> Activity:
An exact reprint of all the records is the expected answer.

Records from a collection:
PR #125, opened 2016-12-31
Add Mixin reference completion

Minecrell:
Adds code completion and inspections for references in the Mixin injector annotations.

**New features:**
- Code completion + inspection for method reference in `@Inject`, `@ModifyArg`, `@ModifyConstant`, `@ModifyVariable` and `@Redirect`
    - Inspection to report ambiguous references
    - Inspection to report unnecessary qualified references
- Code completion + inspection for target references of the `@At` annotation
    - Supports `INVOKE`, `INVOKE_ASSIGN`, `INVOKE_STRING`, `FIELD` and `NEW`
    - Inspection for unqualified references
- Code completion + inspection for injection point types (`INVOKE`, `FIELD`, etc)
- Inspection for `@Inject` and `@Redirect` method signatures ("should be static", method parameters, return type)
- "Copy Mixin target reference" action that copies the qualified descriptor for the `target` attribute of the `@At` annotation

Short video showing code completion (click image to open it):

[](https://download.minecrell.net/minecraft/sponge/test.mp4)

**Note:** This PR targets the `mixin-base` branch so you only see the new changes instead of also all the base classes. #123 is required for this PR.

### DIFF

> Answer box:
PR #125, opened 2016-12-31
Add Mixin reference completion

Minecrell:
Adds code completion and inspections for references in the Mixin injector annotations.

**New features:**
- Code completion + inspection for method reference in `@Inject`, `@ModifyArg`, `@ModifyConstant`, `@ModifyVariable` and `@Redirect`
    - Inspection to report ambiguous references
    - Inspection to report unnecessary qualified references
- Code completion + inspection for target references of the `@At` annotation
    - Supports `INVOKE`, `INVOKE_ASSIGN`, `INVOKE_STRING`, `FIELD` and `NEW`
    - Inspection for unqualified references
- Code completion + inspection for injection point types (`INVOKE`, `FIELD`, etc)
- Inspection for `@Inject` and `@Redirect` method signatures ("should be static", method parameters, return type)
- "Copy Mixin target reference" action that copies the qualified descriptor for the `target` attribute of the `@At` annotation

Short video showing code completion (click image to open it):

[](https://download.minecrell.net/minecraft/sponge/test.mp4)

**Note:** This PR targets the `mixin-base` branch so you only see the new changes instead of also all the base classes. #123 is required for this PR.

### DIFF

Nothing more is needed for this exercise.